Kitaplar filme uyarlanmamalı bence,kendi dünyamızda nasıl şekillendirdiysek öyle kalmalı karakterler, olaylar.
ilk önce kitabı okudum sonra filmini izledim ve her sahnesinde kitapta okuduklarımın eksikliğini hissettim.Sahneler ,olaylar kitapla tam anlamıyla uyuşmuyor zaten. Kitabı 2 saate sığdırmaya uğraşırken her şey üstün körü geçilmiş ;herhangi bir duygu yoğunluğu yakalamak oldukça zor ,belki de ben farklı hayal ettiğim için böyle düşünüyorum bilmiyorum yine de izlenilebilir.
acıtasyon üzerine kurulu, hele ki artık boku çıkmış yahudi acıtasyonu üzerine kurulu bilimum eserden nefret etmemden tamamen bağımsız olarak, bir daha goodreads gibi sitelerde 4.30'un üzerinde puan almış eserleri okurken çok dikkatli davranmam gerektiği gerçeğini bana hatırlatan kitap olmuştur. bir diğeri için;

(bkz: the kite runner)

gerçi kite runner gibi bir çöp kutusu ile kıyaslamak kitap hırsızı'na ciddi saygısızlık olur, fazla boş vaktiniz varsa bu klişeler ve öngörülebilir kasıntı acıtasyonlarla dolu kitabı okuyup hoş zaman geçirebilirsiniz. denize the kite runner mı düşse kurtarırsın yoksa the book thief mi diye sorsalar hiç düşünmeden the book thief derim yani, bilmiyorum izah edebildim mi. bir nevi the book thief iyiydi ama çevresi kötüydü yani, gece gece kitap olsa da kızın yedi sülalesini öldürüp başında ağlatsak, şiirsel anlatımlarla çocuksu çok sevimli resimli hikayeler yazsak, yahudileri sevdirsek, çok boş oldu ama ya napsak, ımmmm kitap, evet evet kitap, kitap falan çalsın arada sırada işte kız, kelimelerin gücünü kullansa ve kelimelerin gücü de onu kurtarsa kitabın sonunda (inanılmaz bağlantısal köprüyü anlamayanlar için kitap çok güzel bir şeydir yani kesin okuyun, kitap okumuyorsanız bu akılalmaz neden sonuç ilişkisini anlamamanız da normal tabi). ha azrail'i unuttuk tabi, ölümden başkası yalan ya, sahibi değil de bekçisi diyelim, kefenin cebi yoooook.

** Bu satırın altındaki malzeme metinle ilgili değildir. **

PR #1268, opened 2025-10-03
feat: add AzureApiKey auth and auto-configure CLI

codefromthecrypt:
**Description**

This implements native Azure OpenAI API key authentication, matching practice suggested in their consoles, and OpenAI SDK norms. This is in addition to the OAuth which was there before. Specifically, the `AzureAPIKey` policy type injects the "api-key" header.

This allows us to auto-configure the `aigw` CLI with environment variables for azure similar to how the official OpenAI SDK bundles in ENV autoconfiguration both for OpenAI compatible and also the Azure dialect. This allows us to be a drop-in replacement for python SDK based proxies or client-side configuration.

https://github.com/openai/openai-python/blob/main/src/openai/lib/azure.py

I was motivated to do this due to an Elastic conference next week. Elastic sites tend to use Azure with ApiKey auth, as reflected in their canonical demo: https://github.com/elastic/elasticsearch-labs/blob/main/example-apps/chatbot-rag-app/env.example#L27-L36

** CLI ENV based auto-configuration ** 

`aigw run` uses the same ENV as the OpenAI SDK, with a heuristic to prioritizing Azure when present to decide between dialects:

For example, if "AZURE_OPENAI_API_KEY" is set, "AZURE_OPENAI_ENDPOINT" is read
Otherwise, normal "OPENAI_API_KEY" and "OPENAI_ENDPOINT" are.

Since both normal OpenAI as well as Azure OpenAI have headers for billing and access control, I also added them to auto-configuration, just using normal header manipulation: "OPENAI_ORG_ID" "OPENAI_PROJECT_ID"

** Example usage **

Example `aigw run` where you can see the routing works as the upstream is using MS conventions including the api key query,
```bash
$ AZURE_OPENAI_ENDPOINT=https://adria-mg8sjkj6-eastus2.cognitiveservices.azure.com/ AZURE_OPENAI_API_KEY=NOT_TELLIN OPENAI_API_VERSION=2024-12-01-preview ./aigw run
1.35.3 is already downloaded
starting: /tmp/envoy-gateway/versions/1.35.3/bin/envoy in run directory /tmp/envoy-gateway/runs/1759449568156171000
[2025-10-03 07:59:28.269][62295512][warning][config] [source/server/options_impl_platform_default.cc:9] CPU number provided by HW thread count (instead of cpuset).
{"bytes_received":120,"bytes_sent":35,"connection_termination_details":null,"downstream_local_address":"127.0.0.1:1975","downstream_remote_address":"127.0.0.1:54348","duration":1,"genai_backend_name":null,"genai_model_name":null,"genai_model_name_override":null,"genai_tokens_input":null,"genai_tokens_output":null,"method":"POST","response_code":404,"start_time":"2025-10-03T00:00:36.667Z","upstream_cluster":null,"upstream_host":null,"upstream_local_address":null,"upstream_transport_failure_reason":null,"user-agent":"curl/8.7.1","x-envoy-origin-path":"/chat/completions","x-request-id":"3c95a3d0-e784-48e8-9e30-28bd532aaaf3"}
{"bytes_received":120,"bytes_sent":665,"connection_termination_details":null,"downstream_local_address":"127.0.0.1:1975","downstream_remote_address":"127.0.0.1:54351","duration":2503,"genai_backend_name":"default/openai/route/aigw-run/rule/0/ref/0","genai_model_name":"gpt-5-nano","genai_model_name_override":"gpt-5-nano","genai_tokens_input":12,"genai_tokens_output":204,"method":"POST","response_code":200,"start_time":"2025-10-03T00:00:45.218Z","upstream_cluster":"httproute/default/aigw-run/rule/0","upstream_host":"20.62.58.5:443","upstream_local_address":"192.168.0.108:54352","upstream_transport_failure_reason":null,"user-agent":"curl/8.7.1","x-envoy-origin-path":"/openai/deployments/gpt-5-nano/chat/completions?api-version=2024-12-01-preview","x-request-id":"a5dceec3-6af8-4019-830b-1eff286370c0"}
{"bytes_received":120,"bytes_sent":683,"connection_termination_details":null,"downstream_local_address":"127.0.0.1:1975","downstream_remote_address":"127.0.0.1:54355","duration":2050,"genai_backend_name":"default/openai/route/aigw-run/rule/0/ref/0","genai_model_name":"gpt-5-nano","genai_model_name_override":"gpt-5-nano","genai_tokens_input":12,"genai_tokens_output":145,"method":"POST","response_code":200,"start_time":"2025-10-03T00:01:19.564Z","upstream_cluster":"httproute/default/aigw-run/rule/0","upstream_host":"20.62.58.5:443","upstream_local_address":"192.168.0.108:54356","upstream_transport_failure_reason":null,"user-agent":"curl/8.7.1","x-envoy-origin-path":"/openai/deployments/gpt-5-nano/chat/completions?api-version=2024-12-01-preview","x-request-id":"8cfc5abd-47a7-498c-a64a-4a3d486b75c7"}
```

Sample request where you can see the microsoft headers in the reply. My deployment happens to be named the same as the model.
```bash
$ curl -v http://localhost:1975/v1/chat/completions \
>   -H "Authorization: Bearer fake" \
>   -H "Content-Type: application/json" \
>   -d '{
>     "model": "gpt-5-nano",
>     "messages": [
>       {"role": "user", "content": "Say hello in one sentence."}
>     ]
>   }'
* Host localhost:1975 was resolved.
* IPv6: ::1
* IPv4: 127.0.0.1
*   Trying [::1]:1975...
* connect to ::1 port 1975 from ::1 port 54354 failed: Connection refused
*   Trying 127.0.0.1:1975...
* Connected to localhost (127.0.0.1) port 1975
> POST /v1/chat/completions HTTP/1.1
> Host: localhost:1975
> User-Agent: curl/8.7.1
> Accept: */*
> Authorization: Bearer fake
> Content-Type: application/json
> Content-Length: 120
> 
* upload completely sent off: 120 bytes
< HTTP/1.1 200 OK
< content-length: 683
< content-type: application/json
< apim-request-id: e662d601-4dd2-488d-b04e-6a06b4933dd1
< strict-transport-security: max-age=31536000; includeSubDomains; preload
< x-content-type-options: nosniff
< x-ms-region: East US 2
< x-ratelimit-remaining-requests: 98
< x-ratelimit-limit-requests: 100
< x-ratelimit-remaining-tokens: 99986
< x-ratelimit-limit-tokens: 100000
< azureml-model-session: d022-20250930175838
< x-accel-buffering: no
< x-ms-rai-invoked: true
< x-request-id: 2a886a75-cd6b-4f30-adb1-2d61ba49eb67
< x-ms-deployment-name: gpt-5-nano
< date: Fri, 03 Oct 2025 00:01:20 GMT
< 
{"choices":[{"content_filter_results":{},"finish_reason":"stop","index":0,"logprobs":null,"message":{"annotations":[],"content":"Hello, nice to meet you!","refusal":null,"role":"assistant"}}],"created":1759449680,"id":"chatcmpl-CMNWaRPY95oUgzSR5uk94rOydUTFC","model":"gpt-5-nano-2025-08-07","object":"chat.completion","prompt_filter_results":[{"prompt_index":0,"content_filter_results":{}}],"system_fingerprint":null,"usage":{"completion_tokens":145,"completion_tokens_details":{"accepted_prediction_tokens":0,"audio_tokens":0,"reasoning_tokens":128,"rejected_prediction_tokens":0},"prompt_tokens":12,"prompt_tokens_details":{"audio_tokens":0,"cached_tokens":0},"total_tokens":157}}
* Connection #0 to host localhost left intact
```

Testing took some thinking to avoid a lot of configuration. The approach taken besides unit tests was to backfill one azure request ("azure-chat-basic") into the VCR package, mainly to ensure the translation occurs. Technically, we send the router request (normal chat completions "chat-basic") with a "X-Cassette-Name: azure-chat-basic". This ensures the azure upstream/backend is used (testopenai). When an azure request is received it is processed per azure rules, even if the body is basically identical from the normal OpenAI services. There were some glitches as some serialization policy created empty arrays, and I handled that.


api/v1alpha1/backendsecurity_policy.go
```diff
@@ -71,6 +73,11 @@ type BackendSecurityPolicySpec struct {
 	// +optional
 	AWSCredentials *BackendSecurityPolicyAWSCredentials `json:"awsCredentials,omitempty"`
 
+	// AzureAPIKey is a mechanism to access Azure OpenAI backend(s). The API key will be injected into the api-key header.
+	//
+	// +optional
+	AzureAPIKey *BackendSecurityPolicyAzureAPIKey `json:"azureAPIKey,omitempty"`
```
mathetake, line 79: what's your take on instead of having this, adding a configuration knob in the existing `BackendSecurityPolicyAPIKey` to specify the header key that defaults to "authorization" ? I think "bearer: " portion makes it tricky though...

codefromthecrypt: not a fan tbh. I'd rather switch to ad hoc mutation than clutter unrelated auth approaches. the thing is the other one is used for oauth and this has nothing to do with oauth.

codefromthecrypt:
sorry messed up the vcr tests.. lemme

api/v1alpha1/backendsecurity_policy.go
mathetake: oh i meant here https://github.com/envoyproxy/ai-gateway/blob/bb2a476eeb7fe14495a64ced1396c65a07ea2cd3/api/v1alpha1/backendsecurity_policy.go#L94 but clunky anyways i agree

codefromthecrypt: so I think if we wanted to do a better job with docs, we could and I can help. My guess is this was called ApiKey because maybe the first use was OpenAI e.g. `OPENAI_API_KEY`. In their docs (and some others do the same thing) say that the bearer token is where to put the "api key"

In the case of OpenAI, they literally name this azure api key and it corresponds to `AZURE_OPENAI_API_KEY`. Since it is both a different header and not substitutable as a bearer token, I think we have a choice to unsupport it (make it ad-hoc) or support it. If we do, I think this naming is the most intuitive.

In their [code](https://github.com/openai/openai-python/blob/main/src/openai/lib/azure.py#L192-L193) (in the azure.py which is implicitly azure) they do call it `api_key`, just externally you need to know this is azure.

That's my thinking anyway.

mathetake (approved):
Looks good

The pianist filmiyle arasında benzerlikler olan film ama yerini tutmaz orasıda ayrı genel anlamda söylemek gerekirse fena sayılmaz iyi film.
Markus Zusak'ın edebiyata kazandırdığı en önemli eserlerden biridir. Hikaye ölümün ağzından anlatılmaktadır. Konu 2. dünya savaşı esnasında Almanya'da geçmektedir. Konu örgüsü, anlatım tarzı muhteşemdir. Kesinlik herkesin en az 1 kere okuması gereken kitapların başında gelmektedir. Savaşın getirdiği yıkım bir kitapta bu kadar güzel anlatılamaz. Bu kitabı okurken 2. Dünya savaşı almanya'sında yaşıyormuş gibi hissettim ve o insanların neler yaşadıklarını da bir nebze olsun anlamayı başardım. Gerçek bir hikaye olmamasına rağmen gerçek bir hayat hikayesinden çok daha fazla etkileneceksiniz.